→ Given records
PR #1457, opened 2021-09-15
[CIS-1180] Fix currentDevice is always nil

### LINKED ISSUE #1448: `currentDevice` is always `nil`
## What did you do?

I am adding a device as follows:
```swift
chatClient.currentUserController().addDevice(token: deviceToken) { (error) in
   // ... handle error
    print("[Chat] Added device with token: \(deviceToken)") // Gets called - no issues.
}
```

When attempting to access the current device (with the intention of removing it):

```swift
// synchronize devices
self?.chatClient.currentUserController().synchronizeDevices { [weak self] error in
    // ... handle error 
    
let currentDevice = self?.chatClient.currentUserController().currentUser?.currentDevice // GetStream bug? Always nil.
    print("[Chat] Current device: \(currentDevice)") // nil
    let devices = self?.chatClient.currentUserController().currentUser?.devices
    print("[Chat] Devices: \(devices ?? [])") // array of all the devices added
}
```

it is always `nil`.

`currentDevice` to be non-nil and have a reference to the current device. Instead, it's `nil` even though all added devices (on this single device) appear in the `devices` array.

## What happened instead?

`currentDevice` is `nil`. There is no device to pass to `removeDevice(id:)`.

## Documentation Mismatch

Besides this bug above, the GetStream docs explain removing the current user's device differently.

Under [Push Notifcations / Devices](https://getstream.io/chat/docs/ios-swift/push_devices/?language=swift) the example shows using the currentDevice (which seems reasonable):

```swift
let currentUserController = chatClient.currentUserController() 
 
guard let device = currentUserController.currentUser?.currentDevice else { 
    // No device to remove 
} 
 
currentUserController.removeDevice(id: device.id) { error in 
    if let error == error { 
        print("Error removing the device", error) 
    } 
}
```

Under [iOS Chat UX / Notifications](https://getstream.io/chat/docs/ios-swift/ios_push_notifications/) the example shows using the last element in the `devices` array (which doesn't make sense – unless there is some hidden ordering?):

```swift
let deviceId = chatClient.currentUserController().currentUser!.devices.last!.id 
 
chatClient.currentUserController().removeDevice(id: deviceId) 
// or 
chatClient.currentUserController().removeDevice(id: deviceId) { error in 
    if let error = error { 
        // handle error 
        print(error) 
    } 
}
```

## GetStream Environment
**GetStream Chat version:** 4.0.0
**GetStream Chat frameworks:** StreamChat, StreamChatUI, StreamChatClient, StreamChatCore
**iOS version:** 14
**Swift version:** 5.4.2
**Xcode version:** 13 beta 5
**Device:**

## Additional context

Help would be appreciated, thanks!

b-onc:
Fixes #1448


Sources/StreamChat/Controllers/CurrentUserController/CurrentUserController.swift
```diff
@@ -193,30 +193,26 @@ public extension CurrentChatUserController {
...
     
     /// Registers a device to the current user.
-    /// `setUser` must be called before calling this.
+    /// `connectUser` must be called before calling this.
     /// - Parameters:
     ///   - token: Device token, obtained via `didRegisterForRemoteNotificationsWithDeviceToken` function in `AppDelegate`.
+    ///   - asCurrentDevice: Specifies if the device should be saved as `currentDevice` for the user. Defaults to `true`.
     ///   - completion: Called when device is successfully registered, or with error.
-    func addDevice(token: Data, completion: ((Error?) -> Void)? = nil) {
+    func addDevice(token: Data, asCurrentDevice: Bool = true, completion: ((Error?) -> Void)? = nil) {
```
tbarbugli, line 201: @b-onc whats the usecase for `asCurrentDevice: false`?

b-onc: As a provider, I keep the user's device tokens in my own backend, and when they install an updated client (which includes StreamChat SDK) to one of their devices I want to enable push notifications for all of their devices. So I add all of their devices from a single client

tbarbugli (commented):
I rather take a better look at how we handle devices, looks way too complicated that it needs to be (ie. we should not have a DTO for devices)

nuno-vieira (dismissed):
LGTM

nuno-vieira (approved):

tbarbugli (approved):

==

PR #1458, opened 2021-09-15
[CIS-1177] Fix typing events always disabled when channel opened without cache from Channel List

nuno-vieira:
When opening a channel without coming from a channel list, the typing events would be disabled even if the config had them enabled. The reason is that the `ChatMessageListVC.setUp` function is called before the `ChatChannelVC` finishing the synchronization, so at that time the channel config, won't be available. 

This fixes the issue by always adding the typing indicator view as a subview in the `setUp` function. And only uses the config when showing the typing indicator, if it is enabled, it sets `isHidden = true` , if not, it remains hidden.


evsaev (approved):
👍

==

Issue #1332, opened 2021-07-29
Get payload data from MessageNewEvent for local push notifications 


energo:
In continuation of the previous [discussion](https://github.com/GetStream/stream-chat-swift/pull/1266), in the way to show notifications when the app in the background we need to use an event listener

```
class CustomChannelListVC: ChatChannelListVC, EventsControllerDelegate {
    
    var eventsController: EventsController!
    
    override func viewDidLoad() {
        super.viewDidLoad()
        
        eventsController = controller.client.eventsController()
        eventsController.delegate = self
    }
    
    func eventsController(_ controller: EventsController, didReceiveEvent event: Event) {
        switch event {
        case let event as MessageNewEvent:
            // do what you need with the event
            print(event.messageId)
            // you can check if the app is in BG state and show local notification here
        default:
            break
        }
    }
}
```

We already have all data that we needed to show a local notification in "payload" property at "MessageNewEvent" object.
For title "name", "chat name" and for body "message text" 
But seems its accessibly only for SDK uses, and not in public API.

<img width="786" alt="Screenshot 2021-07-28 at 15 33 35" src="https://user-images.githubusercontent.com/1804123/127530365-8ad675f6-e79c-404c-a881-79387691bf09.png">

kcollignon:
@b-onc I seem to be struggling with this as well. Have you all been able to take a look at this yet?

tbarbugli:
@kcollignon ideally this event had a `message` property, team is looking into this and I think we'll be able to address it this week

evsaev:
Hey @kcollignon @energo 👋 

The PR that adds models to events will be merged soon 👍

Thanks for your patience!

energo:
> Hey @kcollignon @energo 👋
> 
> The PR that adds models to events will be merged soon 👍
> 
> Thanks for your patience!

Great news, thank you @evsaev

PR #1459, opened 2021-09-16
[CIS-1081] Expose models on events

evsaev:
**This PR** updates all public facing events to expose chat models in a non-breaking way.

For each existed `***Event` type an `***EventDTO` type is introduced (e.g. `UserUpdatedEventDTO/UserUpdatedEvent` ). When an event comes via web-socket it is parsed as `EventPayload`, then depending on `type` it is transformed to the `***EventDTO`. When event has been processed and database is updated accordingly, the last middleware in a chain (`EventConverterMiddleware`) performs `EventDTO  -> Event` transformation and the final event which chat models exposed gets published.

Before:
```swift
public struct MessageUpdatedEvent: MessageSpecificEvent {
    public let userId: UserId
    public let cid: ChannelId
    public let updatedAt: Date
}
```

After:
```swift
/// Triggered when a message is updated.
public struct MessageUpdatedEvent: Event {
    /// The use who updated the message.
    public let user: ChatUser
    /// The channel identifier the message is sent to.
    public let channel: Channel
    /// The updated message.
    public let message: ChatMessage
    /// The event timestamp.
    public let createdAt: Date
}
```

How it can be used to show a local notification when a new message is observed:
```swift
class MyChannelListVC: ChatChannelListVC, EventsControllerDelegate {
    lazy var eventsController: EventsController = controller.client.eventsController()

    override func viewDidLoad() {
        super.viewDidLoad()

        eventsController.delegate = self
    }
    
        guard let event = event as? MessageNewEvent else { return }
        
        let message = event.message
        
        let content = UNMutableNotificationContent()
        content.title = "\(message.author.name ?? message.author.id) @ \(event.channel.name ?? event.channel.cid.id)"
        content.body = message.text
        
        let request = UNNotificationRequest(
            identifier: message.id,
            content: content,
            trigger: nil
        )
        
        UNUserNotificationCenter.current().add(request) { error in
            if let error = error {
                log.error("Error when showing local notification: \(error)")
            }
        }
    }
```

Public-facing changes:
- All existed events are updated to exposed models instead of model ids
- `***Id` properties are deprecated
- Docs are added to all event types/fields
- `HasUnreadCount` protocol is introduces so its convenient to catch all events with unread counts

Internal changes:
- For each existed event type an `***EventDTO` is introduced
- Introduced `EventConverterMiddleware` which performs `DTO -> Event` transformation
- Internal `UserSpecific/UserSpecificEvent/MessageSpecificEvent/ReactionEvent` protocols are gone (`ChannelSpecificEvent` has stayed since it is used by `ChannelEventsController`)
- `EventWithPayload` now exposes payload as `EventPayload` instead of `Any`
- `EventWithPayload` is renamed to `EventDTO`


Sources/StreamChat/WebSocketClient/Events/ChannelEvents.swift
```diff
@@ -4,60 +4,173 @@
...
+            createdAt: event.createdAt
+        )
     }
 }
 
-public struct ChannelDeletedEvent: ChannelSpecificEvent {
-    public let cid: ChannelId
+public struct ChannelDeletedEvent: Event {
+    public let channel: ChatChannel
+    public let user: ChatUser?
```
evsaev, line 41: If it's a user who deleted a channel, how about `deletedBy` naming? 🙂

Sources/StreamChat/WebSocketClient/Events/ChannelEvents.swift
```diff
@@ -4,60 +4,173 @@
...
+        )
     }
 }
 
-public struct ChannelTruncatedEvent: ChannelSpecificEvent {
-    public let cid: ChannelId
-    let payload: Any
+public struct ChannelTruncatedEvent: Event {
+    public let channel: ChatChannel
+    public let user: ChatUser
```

→ Problem to solve
Search the lines above for the string "adds", then show every one that has it.

→ Response to the exercise
The PR that adds models to events will be merged soon 👍
> The PR that adds models to events will be merged soon 👍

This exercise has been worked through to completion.